__Given entries__

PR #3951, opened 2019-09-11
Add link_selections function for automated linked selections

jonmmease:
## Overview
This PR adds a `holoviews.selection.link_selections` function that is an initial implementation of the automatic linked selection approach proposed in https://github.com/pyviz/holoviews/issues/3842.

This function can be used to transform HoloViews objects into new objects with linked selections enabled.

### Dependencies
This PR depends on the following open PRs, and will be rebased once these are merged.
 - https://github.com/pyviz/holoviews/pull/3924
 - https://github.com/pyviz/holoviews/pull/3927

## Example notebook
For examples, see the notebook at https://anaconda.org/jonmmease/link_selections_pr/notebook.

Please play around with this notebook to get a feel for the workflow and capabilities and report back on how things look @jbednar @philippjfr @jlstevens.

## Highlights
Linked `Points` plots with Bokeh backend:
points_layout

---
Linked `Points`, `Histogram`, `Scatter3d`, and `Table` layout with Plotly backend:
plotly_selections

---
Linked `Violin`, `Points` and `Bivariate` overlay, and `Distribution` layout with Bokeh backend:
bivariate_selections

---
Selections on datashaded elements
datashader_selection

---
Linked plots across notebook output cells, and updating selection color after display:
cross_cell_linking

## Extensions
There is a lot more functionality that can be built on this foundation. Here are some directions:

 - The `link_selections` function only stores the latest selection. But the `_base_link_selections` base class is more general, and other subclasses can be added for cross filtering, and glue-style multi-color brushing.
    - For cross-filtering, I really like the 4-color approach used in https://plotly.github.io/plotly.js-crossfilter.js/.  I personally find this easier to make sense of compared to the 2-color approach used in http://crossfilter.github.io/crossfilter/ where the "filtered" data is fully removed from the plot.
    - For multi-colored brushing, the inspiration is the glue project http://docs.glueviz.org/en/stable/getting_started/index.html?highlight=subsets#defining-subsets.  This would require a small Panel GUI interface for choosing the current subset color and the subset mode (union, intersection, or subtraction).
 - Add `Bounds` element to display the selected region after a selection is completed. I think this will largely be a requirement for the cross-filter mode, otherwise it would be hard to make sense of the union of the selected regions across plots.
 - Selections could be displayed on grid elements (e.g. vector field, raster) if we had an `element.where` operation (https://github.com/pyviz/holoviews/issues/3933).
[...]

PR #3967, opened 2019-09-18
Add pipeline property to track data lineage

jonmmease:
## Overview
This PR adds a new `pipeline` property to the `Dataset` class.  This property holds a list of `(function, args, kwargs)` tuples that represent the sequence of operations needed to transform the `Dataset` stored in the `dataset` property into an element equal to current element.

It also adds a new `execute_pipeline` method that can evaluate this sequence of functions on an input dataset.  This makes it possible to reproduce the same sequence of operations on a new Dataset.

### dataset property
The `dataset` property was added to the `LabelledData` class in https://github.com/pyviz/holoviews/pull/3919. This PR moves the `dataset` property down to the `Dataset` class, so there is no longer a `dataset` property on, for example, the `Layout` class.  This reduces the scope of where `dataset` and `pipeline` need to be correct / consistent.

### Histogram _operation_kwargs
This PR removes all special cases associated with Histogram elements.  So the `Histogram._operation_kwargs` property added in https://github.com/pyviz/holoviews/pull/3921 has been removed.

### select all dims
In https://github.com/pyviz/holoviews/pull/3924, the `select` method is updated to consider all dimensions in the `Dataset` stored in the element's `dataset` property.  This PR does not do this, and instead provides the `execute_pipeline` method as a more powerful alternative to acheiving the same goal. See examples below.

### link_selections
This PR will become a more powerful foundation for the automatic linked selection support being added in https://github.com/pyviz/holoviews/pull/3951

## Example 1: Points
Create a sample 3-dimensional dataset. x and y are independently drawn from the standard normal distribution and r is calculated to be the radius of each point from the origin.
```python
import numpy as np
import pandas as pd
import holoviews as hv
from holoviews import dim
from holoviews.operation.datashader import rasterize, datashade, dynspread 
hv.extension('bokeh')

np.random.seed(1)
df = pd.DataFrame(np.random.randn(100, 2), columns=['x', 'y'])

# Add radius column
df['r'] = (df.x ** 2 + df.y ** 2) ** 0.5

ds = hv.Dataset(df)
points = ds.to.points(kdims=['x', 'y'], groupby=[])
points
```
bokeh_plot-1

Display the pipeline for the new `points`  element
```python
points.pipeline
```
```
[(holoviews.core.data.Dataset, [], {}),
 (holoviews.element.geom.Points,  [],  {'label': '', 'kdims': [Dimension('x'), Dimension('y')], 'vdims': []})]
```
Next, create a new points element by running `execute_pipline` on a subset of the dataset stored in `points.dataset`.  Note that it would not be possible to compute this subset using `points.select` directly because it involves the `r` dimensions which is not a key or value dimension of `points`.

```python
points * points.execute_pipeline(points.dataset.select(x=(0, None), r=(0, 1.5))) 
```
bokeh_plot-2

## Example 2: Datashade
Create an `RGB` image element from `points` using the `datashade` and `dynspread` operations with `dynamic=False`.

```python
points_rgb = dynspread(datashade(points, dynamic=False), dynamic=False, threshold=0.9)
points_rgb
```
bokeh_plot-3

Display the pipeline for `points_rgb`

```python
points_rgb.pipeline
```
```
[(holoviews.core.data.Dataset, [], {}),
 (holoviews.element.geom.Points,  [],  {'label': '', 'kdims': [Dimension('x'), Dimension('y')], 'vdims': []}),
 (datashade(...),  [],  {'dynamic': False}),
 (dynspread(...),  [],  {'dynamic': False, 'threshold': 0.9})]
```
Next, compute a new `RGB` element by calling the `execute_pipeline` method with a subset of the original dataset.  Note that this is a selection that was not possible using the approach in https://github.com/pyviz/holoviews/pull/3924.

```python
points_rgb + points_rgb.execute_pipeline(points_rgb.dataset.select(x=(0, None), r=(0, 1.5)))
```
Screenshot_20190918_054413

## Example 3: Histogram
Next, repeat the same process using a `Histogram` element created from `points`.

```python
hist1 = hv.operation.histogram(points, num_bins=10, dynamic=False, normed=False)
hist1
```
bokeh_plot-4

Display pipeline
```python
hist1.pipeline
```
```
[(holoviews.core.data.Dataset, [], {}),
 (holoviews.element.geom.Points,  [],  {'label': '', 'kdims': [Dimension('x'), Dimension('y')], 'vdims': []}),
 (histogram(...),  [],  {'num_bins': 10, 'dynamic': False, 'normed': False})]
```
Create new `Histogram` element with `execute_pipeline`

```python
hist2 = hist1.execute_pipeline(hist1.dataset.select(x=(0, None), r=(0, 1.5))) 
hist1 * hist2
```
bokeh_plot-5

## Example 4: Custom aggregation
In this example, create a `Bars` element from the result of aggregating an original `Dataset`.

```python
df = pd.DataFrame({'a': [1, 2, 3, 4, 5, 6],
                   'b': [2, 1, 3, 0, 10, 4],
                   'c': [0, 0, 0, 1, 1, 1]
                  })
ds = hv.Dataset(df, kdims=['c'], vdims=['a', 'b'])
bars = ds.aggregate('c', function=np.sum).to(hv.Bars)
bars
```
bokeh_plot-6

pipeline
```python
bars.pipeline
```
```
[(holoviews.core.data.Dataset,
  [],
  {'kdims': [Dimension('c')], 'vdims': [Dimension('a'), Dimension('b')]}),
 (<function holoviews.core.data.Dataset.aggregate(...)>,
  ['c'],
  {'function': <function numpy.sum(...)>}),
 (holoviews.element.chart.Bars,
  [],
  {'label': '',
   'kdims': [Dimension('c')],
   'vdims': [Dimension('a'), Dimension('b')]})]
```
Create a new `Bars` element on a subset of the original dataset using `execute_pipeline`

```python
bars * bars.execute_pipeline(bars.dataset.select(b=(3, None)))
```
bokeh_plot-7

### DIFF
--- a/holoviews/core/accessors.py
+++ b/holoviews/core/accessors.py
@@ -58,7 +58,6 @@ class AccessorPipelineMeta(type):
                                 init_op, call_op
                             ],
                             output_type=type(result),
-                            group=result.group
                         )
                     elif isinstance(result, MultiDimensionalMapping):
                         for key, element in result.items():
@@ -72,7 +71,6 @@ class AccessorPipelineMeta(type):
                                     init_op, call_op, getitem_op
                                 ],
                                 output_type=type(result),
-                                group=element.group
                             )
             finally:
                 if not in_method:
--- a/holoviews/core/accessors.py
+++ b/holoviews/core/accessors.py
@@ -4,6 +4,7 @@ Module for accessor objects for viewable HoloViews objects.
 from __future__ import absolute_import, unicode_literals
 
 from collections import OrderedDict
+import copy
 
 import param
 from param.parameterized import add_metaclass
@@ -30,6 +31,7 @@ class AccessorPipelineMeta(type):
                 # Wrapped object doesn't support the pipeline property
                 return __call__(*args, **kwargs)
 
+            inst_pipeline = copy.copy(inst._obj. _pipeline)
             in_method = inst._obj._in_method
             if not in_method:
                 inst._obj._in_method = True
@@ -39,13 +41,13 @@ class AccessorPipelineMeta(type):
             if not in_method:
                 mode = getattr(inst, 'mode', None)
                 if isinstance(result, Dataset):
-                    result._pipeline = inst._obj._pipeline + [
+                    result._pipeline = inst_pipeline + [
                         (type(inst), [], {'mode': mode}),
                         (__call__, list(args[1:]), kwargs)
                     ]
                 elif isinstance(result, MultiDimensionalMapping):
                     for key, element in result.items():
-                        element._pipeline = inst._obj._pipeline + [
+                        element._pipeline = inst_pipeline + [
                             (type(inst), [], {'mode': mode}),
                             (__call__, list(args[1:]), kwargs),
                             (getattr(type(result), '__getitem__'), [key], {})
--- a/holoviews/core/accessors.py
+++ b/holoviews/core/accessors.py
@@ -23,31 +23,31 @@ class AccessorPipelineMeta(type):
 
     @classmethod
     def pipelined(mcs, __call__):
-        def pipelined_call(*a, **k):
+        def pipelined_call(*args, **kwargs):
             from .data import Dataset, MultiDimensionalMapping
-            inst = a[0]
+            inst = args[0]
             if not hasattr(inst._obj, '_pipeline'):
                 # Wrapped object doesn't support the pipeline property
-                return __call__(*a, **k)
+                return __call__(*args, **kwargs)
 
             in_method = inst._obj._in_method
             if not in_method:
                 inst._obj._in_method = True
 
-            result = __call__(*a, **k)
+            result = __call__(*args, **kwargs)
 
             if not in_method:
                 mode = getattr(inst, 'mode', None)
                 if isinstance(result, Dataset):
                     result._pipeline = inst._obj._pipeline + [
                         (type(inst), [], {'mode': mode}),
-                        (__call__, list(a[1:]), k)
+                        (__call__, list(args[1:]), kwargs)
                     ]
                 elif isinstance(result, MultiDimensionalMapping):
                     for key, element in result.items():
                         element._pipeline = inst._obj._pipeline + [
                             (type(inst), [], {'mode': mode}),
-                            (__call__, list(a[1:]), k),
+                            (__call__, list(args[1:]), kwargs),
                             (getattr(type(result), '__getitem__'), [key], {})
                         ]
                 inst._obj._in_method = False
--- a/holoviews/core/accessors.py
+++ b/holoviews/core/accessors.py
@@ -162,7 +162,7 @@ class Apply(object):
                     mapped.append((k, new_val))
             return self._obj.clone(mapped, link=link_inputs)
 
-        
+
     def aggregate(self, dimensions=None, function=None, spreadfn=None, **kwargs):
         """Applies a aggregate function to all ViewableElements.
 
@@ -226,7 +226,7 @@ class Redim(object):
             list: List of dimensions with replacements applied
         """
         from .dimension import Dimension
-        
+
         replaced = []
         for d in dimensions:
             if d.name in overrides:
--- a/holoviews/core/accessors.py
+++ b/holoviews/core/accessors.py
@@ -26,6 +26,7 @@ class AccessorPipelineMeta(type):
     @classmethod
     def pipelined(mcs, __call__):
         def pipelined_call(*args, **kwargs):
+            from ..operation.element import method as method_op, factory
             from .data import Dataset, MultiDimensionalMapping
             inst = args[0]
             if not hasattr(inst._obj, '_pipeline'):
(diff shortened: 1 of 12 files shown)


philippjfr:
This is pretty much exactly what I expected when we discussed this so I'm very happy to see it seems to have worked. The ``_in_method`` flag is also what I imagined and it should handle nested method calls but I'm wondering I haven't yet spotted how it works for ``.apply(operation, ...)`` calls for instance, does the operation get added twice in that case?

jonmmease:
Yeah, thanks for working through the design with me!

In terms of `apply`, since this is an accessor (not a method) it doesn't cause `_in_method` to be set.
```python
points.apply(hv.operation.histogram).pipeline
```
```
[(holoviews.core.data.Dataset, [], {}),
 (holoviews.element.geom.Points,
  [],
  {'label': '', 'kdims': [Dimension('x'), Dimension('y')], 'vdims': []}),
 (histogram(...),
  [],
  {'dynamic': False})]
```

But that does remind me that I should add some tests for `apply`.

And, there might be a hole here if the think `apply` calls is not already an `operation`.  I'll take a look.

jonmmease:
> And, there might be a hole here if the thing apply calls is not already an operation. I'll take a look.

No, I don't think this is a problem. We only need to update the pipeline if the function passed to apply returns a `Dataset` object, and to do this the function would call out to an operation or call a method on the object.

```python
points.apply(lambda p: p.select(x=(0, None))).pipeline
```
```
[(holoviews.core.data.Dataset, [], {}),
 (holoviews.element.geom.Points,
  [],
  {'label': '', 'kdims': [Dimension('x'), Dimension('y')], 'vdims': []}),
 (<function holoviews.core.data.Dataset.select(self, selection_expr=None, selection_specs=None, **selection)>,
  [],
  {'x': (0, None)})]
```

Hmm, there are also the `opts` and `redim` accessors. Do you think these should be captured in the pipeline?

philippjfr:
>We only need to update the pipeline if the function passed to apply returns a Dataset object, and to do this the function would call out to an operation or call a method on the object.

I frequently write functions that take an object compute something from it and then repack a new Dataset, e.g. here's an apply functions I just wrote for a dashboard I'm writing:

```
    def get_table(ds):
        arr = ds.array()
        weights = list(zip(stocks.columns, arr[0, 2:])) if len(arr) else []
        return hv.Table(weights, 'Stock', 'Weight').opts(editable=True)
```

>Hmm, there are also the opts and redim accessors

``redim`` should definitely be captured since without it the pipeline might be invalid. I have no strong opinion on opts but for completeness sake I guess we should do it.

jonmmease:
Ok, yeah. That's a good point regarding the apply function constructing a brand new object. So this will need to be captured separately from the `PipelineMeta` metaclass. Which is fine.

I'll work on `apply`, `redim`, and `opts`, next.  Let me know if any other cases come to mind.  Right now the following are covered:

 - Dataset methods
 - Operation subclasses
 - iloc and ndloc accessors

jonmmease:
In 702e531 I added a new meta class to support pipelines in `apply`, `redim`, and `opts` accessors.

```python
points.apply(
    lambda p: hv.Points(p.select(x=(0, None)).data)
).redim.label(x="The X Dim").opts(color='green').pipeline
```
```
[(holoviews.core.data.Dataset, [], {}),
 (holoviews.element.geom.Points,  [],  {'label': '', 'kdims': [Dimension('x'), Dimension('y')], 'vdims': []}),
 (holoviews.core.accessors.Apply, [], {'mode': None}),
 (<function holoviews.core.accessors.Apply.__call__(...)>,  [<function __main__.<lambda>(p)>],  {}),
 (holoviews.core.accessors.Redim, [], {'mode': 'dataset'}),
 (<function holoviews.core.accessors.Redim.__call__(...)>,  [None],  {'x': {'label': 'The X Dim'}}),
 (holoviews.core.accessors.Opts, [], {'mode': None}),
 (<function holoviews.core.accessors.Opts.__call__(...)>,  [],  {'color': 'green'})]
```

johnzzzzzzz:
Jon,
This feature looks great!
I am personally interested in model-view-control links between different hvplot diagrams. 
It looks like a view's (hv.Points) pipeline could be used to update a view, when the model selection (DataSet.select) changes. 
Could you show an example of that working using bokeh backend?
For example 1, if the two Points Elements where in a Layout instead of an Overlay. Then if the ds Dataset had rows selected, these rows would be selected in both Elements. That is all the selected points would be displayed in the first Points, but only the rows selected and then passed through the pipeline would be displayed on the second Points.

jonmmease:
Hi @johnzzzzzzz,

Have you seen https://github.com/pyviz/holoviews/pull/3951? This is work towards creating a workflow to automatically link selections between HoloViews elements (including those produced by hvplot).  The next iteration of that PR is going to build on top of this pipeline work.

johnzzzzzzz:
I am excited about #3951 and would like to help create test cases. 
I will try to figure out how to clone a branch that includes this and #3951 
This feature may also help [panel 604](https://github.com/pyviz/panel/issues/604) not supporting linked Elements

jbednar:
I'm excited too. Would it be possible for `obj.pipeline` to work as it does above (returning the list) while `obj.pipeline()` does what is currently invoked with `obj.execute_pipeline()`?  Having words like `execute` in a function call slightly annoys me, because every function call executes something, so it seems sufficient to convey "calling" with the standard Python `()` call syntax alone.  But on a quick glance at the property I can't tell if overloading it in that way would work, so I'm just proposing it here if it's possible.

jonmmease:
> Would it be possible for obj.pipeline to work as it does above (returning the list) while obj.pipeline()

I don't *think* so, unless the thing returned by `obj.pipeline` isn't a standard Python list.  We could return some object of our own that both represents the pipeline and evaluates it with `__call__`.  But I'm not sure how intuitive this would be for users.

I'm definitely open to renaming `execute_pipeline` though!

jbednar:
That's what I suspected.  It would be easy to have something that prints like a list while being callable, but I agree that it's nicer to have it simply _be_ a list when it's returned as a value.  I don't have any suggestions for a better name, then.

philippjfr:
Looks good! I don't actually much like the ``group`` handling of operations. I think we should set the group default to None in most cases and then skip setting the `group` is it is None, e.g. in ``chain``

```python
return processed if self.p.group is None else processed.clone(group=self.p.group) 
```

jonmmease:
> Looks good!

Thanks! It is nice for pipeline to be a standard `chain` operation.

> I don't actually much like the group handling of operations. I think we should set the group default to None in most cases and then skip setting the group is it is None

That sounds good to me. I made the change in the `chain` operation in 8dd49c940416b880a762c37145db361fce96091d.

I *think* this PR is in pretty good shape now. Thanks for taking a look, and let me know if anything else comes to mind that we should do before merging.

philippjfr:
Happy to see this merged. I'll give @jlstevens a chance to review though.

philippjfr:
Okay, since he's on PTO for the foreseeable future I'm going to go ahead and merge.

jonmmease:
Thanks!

__Exercise prompt__
Each line that includes the string "backend" should be copied from the data.

__Your solution__
Linked `Points` plots with Bokeh backend:
Linked `Points`, `Histogram`, `Scatter3d`, and `Table` layout with Plotly backend:
Linked `Violin`, `Points` and `Bivariate` overlay, and `Distribution` layout with Bokeh backend:
Could you show an example of that working using bokeh backend?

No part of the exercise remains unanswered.